The Wiimote and transitional space

Interactive Design, Wii,
7/31/07

Blue Wiimote

Wired recently featured a piece about new work being done using the Wiimote as an interface for real-world training simulators running in Second Life.  Surgery, hazardous chemical handling, nuclear plant operations—all are fair game for WorldWired, a consultancy run by David E. Stone, who calls the Wiimote “one of the most significant technology breakthroughs in the history of computer science.”

Well, obviously I think the Wiimote’s pretty nifty too, but it’s only partly for the reasons given by MIT professor Eric Klopfer in the article: “People know intuitively what to do with it when they pick it up because we use it like devices we are familiar with—bats, rackets, wands, etc.”

So much Wiimote boosterism is about where the remote takes you—the mental models it so seamlessly helps you to adopt.  All true, but I would argue that of equal significance is what the remote helps you leave behind.  Imagine that the Wiimote comes into widespread usage as an alternative PC input device.  Not something you use every day, but something you keep next to your work machine, since you can use it as a PowerPoint or iTunes remote, as well as for those all-too-rare moments when you stumble across a Flash game, online comic or art piece that shows you the delightful message: “If you have a Wiimote, pick it up now.”

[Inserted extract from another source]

PR #1528, opened 2018-09-20
add testcases for nested list coercion

jjergus:
Add some test cases to cover coercion of list values, especially nested lists where some non-list values are involved. These exercise the following special case from the [spec](http://facebook.github.io/graphql/June2018/#sec-Type-System.List):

Instantly, you’ve left behind the world of work and its input devices, and you’re prepared to experience something unusual—the more unexpected, the better.  Even if the piece doesn’t make use of the remote’s motion sensitivity at all, the device itself has still managed to carve out headspace where software art and entertainment no longer have to compete with every other application to remap the meanings of your mouse and keyboard.  We’ve got transitional space now; we’ve got a lobby to ease people out of the workaday and into alternate realms.

Calling it a technological breakthrough just doesn’t do it justice, does it?